The biggest problem I have with these cookies is that I could eat them all myself. Easily. I’m so tempted right now to not take them to work tomorrow.
mini lemon pistachio biscotti
This recipe is based on Tyler Florence’s Pistachio Biscotti recipe. I added lemon zest, modified the size of the biscotti and adjusted the baking time slightly. If you want to make full-size biscotti, refer back to the original recipe for sizing and baking times.
1-1/2 cups pistachios
3-1/2 cups all-purpose flour
1 tsp baking powder
1/2 tsp salt
1/2 cup unsalted butter
1 cup sugar
zest from 6 lemons
1 tsp vanilla extract
Preheat the oven to 350ºF.
Lay the pistachios on a cookie sheet in a single layer. Bake for 10 minutes or until the nuts are lightly toasted. Remove from the oven.
In a small bowl, work the lemon zest in with the sugar.

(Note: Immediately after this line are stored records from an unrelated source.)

PR #1485, opened 2017-05-19
Add debun script and doc to release tgz

czanik:
Closes: https://github.com/balabit/syslog-ng/issues/1415

Signed-off-by: Peter Czanik <peter@czanik.hu>

PR #1529, opened 2017-06-12
F/syslog debun extensions

jszigetvari:
contrib/syslog-debun: PKI information gathering and general improvements

    * PKI information gathering
    * extended scope of information gathered
    * bug fixes

### DIFF
--- a/contrib/syslog-debun
+++ b/contrib/syslog-debun
@@ -439,7 +439,7 @@ acquire_syslog_info () {
 }
 
 acquire_syslog_var () {
-	$duks $vardir >${tmpdir}/syslog.duks.var
+	$duks $vardir/ >${tmpdir}/syslog.duks.var
 	read vardu dir <${tmpdir}/syslog.duks.var
 	mkdir ${tmpdir}/var
 	cd "$vardir"
--- a/contrib/syslog-debun
+++ b/contrib/syslog-debun
@@ -48,7 +48,7 @@ dfk="df -k"
 dfh="df -h"
 dfi="df -i"
 duks="du -ks"
-grepq="grep -q"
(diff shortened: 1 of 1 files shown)


kira-syslogng:

MrAnno:
@kira-syslogng ok to test

kira-syslogng:

bazsi:
Great stuff here. Some notes.

I think it would make sense to request debug output to ISSUE_TEMPLATE.md so
that it is requested from those who open issues.

btw: is the debun script part of the installation image right now? I've
just checked and it isn't. So it should be moved out of contrib (maybe in
scripts/?) and then added to the installation packages, so it is really
easy for users to run. Right now, one would have to download it from github
explicitly. Not many people would do that.

also, the name of the script should be changed, it is "syslog-debun",
whereas we are shipping syslog-ng as a package, so it should be
syslog-ng-debun or something like that. Also, "debun" is not really
intuitive for first time users and it would probably make sense to display
a help screen when launching the script instead of going right into
information collection.

Cheers,
Bazsi

-- 
Bazsi

czanik:
It is: see https://github.com/balabit/syslog-ng/pull/1485

A better name is very welcome. For now I put it next to documentation but with a better name it could be installed next to syslog-ng to the sbin directory.

bazsi:
#1485 doesnt add this into the binaries only the source, so it won't be
available to most of the users.

jszigetvari:
If that's okay for you, I will change the name in the next bunch of changes I'll make. (ETA: a few month's time.)
I just did not want to remove the legacy of @pasztor on my own, because he is the one who originally authored and added this script.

In another bowl, whisk together the flour, baking powder and salt.
In the bowl of an electric mixer with a paddle attachment, beat the butter until light and fluffy. With the mixer running, gradually add the eggs, sugar, and vanilla; beat until well creamed. Turn the mixer to low and mix in the dry ingredients gradually. I ended up with a very crumbly dough that I had to work together by hand. I added the pistachios in at this point and kneaded it together.
Put the dough on a lightly floured surface and divide the dough into four pieces. Roll each piece into a log approximately 18 inches long, and flatten to about 1″ thick. Top the logs with sanding sugar if desired (optional). Place the logs on an ungreased cookie sheet and bake for about 30 minutes or until the bottoms are lightly brown. Let cool for 5 minutes and then place on a cutting board. Slice each log on a diagonal into 1/2-inch thick pieces.
Turn the oven down to 300°F. Put the cookies back on the cookie sheet and bake for about 8-10 minutes. Turn the cookies over and bake the other side for another 8-10 minutes.